■ **Exercise details**: Within this material, find every line where the string "further" appears, and copy it out.

■ **Records for processing**:
PR #442, opened 2023-03-01
Add conflicting commands support

bcl:
Previously a command would have to implement checking the .seen attribute on commands that it conflicts with, and manually update the command description with the commands that it could not be used with.

With this change you can implement command conflict support by adding a list to the class:

  conflictingCommands = ["raid", "reqpart"]

Pass this list to the command's KSOptionParser as ``conflicts``:

  KSOptionParser(..., conflicts=self.conflictingCommands)

And then in the first version that the conflict occurs, call the helper function with a translated error message from the ``parse`` function:

  self._checkConflictingCommands(_("The %s and autopart commands can't be used at the same time"))

the command's description will have a list of the conflicting commands appended to it automatically.

### DIFF
--- a/pykickstart/commands/logvol.py
+++ b/pykickstart/commands/logvol.py
@@ -620,9 +620,6 @@ class RHEL6_LogVol(F12_LogVol):
     def parse(self, args):
         # call the overriden method
         retval = F12_LogVol.parse(self, args)
-        # the logvol command can't be used together with the autopart command
-        # due to the hard to debug behavior their combination introduces
-        self._checkConflictingCommands(_("The logvol and %s commands can't be used at the same time"))
 
         if retval.thin_volume and retval.thin_pool:
             errorMsg = _("--thin and --thinpool cannot both be specified for "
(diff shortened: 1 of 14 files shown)


pykickstart/commands/logvol.py
```diff
@@ -621,9 +622,7 @@ def parse(self, args):
         retval = F12_LogVol.parse(self, args)
         # the logvol command can't be used together with the autopart command
         # due to the hard to debug behavior their combination introduces
-        if self.handler.autopart.seen:
-            errorMsg = _("The logvol and autopart commands can't be used at the same time")
-            raise KickstartParseError(errorMsg, lineno=self.lineno)
+        self._checkConflictingCommands(_("The logvol and %s commands can't be used at the same time"))
```
poncovka, line 625: I think this can be automated as well.

poncovka (approved):
I like the solution with `conflictingCommands`, but I would take the automation a little further. See https://github.com/poncovka/pykickstart/commit/6801f188fcff04f9a594d24f78661ba412bd27b9. However, it requires some changes in [unit tests](https://github.com/poncovka/pykickstart/commit/5f63a8fa7b17cb3af9261ecd40d9f4ba37c9fcf0).

Otherwise, it looks good to me. Thank you!

pykickstart/commands/logvol.py
VladimirSlavik: This took me a bit to understand. Do you mean that every command should run this code, so that the check can't be forgotten? That sounds good to me, it will be a noop with empty conflicts anyway.

bcl:
> but I would take the automation a little further.

Thanks! I was avoiding doing that in this PR because I was thinking the error string might need to be customized, but in practice they are all the same for now so that looks good to me.

> I did not entirely understand is how the conflicts get to the docs.

In `pykickstart/options.py` the `KSOptionParser` modifies the command's description string with the list of conflicting commands.

poncovka:
Thanks!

■ **Output for this exercise**:
I like the solution with `conflictingCommands`, but I would take the automation a little further. See https://github.com/poncovka/pykickstart/commit/6801f188fcff04f9a594d24f78661ba412bd27b9. However, it requires some changes in [unit tests](https://github.com/poncovka/pykickstart/commit/5f63a8fa7b17cb3af9261ecd40d9f4ba37c9fcf0).
> but I would take the automation a little further.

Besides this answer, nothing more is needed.